Department of Chemistry, Western Washington University, 516 High Street, MS 9150, Bellingham, WA 98225-9150, USA.
Nucleic Acids Res. 2012 Jan;40(1):360-70. doi: 10.1093/nar/gkr623. Epub 2011 Sep 9.
Thiostrepton, a macrocyclic thiopeptide antibiotic, inhibits prokaryotic translation by interfering with the function of elongation factor G (EF-G). Here, we have used 70S ribosome binding and GTP hydrolysis assays to study the effects of thiostrepton on EF-G and a newly described translation factor, elongation factor 4 (EF4). In the presence of thiostrepton, ribosome-dependent GTP hydrolysis is inhibited for both EF-G and EF4, with IC(50) values equivalent to the 70S ribosome concentration (0.15 µM). Further studies indicate the mode of thiostrepton inhibition is to abrogate the stable binding of EF-G and EF4 to the 70S ribosome. In support of this model, an EF-G truncation variant that does not possess domains IV and V was shown to possess ribosome-dependent GTP hydrolysis activity that was not affected by the presence of thiostrepton (>100 µM). Lastly, chemical footprinting was employed to examine the nature of ribosome interaction and tRNA movements associated with EF4. In the presence of non-hydrolyzable GTP, EF4 showed chemical protections similar to EF-G and stabilized a ratcheted state of the 70S ribosome. These data support the model that thiostrepton inhibits stable GTPase binding to 70S ribosomal complexes, and a model for the first step of EF4-catalyzed reverse-translocation is presented.

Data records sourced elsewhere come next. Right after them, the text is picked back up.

PR #546, opened 2020-01-31
Adding new developer to pom

amitvc:
Added myself to developer section in pom.xml

### DIFF
--- a/pom.xml
+++ b/pom.xml
@@ -78,11 +78,10 @@
         <developer>
             <id>amitvc</id>
             <name>Amit Chavan</name>
-            <organization>Diennea</organization>
         </developer>
     </developers>
     <issueManagement>
-        <url>https://dev.herddb.org/jira</url>
+        <url>https://github.com/diennea/herddb/issues</url>
     </issueManagement>
     <properties>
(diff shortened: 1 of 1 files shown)


pom.xml
```diff
@@ -75,6 +75,11 @@
             <name>Francesco Caliumi</name>
             <organization>Diennea</organization>
         </developer>
+        <developer>
+            <id>amitvc</id>
+            <name>Amit Chavan</name>
+            <organization>Diennea</organization>
```
eolivelli: I think this is not a good value, as you are not an "employee" of Diennea.

This field is optional, you can drop the <organization> tag

pom.xml
```diff
@@ -75,6 +75,11 @@
...
+        </developer>
     </developers>
     <issueManagement>
         <url>https://dev.herddb.org/jira</url>
```
eolivelli: can you also please fix this value ?
we moved our issue tracked to github

pom.xml
amitvc: Ok will do.

pom.xml
amitvc: ok

eolivelli:
@amitvc feel free to push the "merge button" as soon as CI is green

PR #549, opened 2020-02-05
Wait for FollowerThread to exit and add more logs

eolivelli:
- Ensure that FollowerThread is really stopped because spawning a new instance of TableSpaceManager
- Add more logs about metadata changes
- Add more logs about general lifecycle

### DIFF
--- a/herddb-core/src/main/java/herddb/cluster/BookkeeperCommitLog.java
+++ b/herddb-core/src/main/java/herddb/cluster/BookkeeperCommitLog.java
@@ -299,7 +299,7 @@ public class BookkeeperCommitLog extends CommitLog {
             res = new CompletableFuture();
             res.completeExceptionally(
                     new LogNotAvailableException(new Exception("this commitlog has been closed for tablespace "
-                            + tableSpaceDescription()))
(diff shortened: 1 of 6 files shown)


herddb-core/src/main/java/herddb/cluster/BookkeeperCommitLog.java
```diff
@@ -724,6 +731,11 @@ void ensureOpenReader(LogSequenceNumber currentPosition) throws org.apache.bookk
             }
             currentLedger = bookKeeper.openLedgerNoRecovery(ledgerToTail,
                     BookKeeper.DigestType.CRC32C, SHARED_SECRET.getBytes(StandardCharsets.UTF_8));
+            
+            if (LOGGER.isLoggable(Level.FINE)) {
+                String ledgerLeader = extractLeaderFromMetadata(currentLedger.getLedgerMetadata().getCustomMetadata());
```
diegosalvi: Is this an heavy operation? We don't spam ledger opening.. we could log it even at info level

eolivelli: changed to INFO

硫链丝菌素是一种大环硫肽抗生素,通过干扰延伸因子 G(EF-G)的功能来抑制原核翻译。在这里,我们使用 70S 核糖体结合和 GTP 水解测定法研究了硫链丝菌素对 EF-G 和新描述的翻译因子 EF4 的影响。在硫链丝菌素存在的情况下,核糖体依赖性 GTP 水解被 EF-G 和 EF4 抑制,IC50 值相当于 70S 核糖体浓度(0.15 µM)。进一步的研究表明,硫链丝菌素抑制的模式是使 EF-G 和 EF4 与 70S 核糖体的稳定结合丧失。支持该模型,一种不具有结构域 IV 和 V 的 EF-G 截断变体被证明具有核糖体依赖性 GTP 水解活性,不受硫链丝菌素的影响(>100 µM)。最后,化学足迹被用来检查与 EF4 相关的核糖体相互作用和 tRNA 运动的性质。在非水解 GTP 的存在下,EF4 显示出类似于 EF-G 的化学保护,并稳定了 70S 核糖体的棘轮状态。这些数据支持了硫链丝菌素抑制稳定的 GTPase 与 70S 核糖体复合物结合的模型,并提出了 EF4 催化反向易位的第一步模型。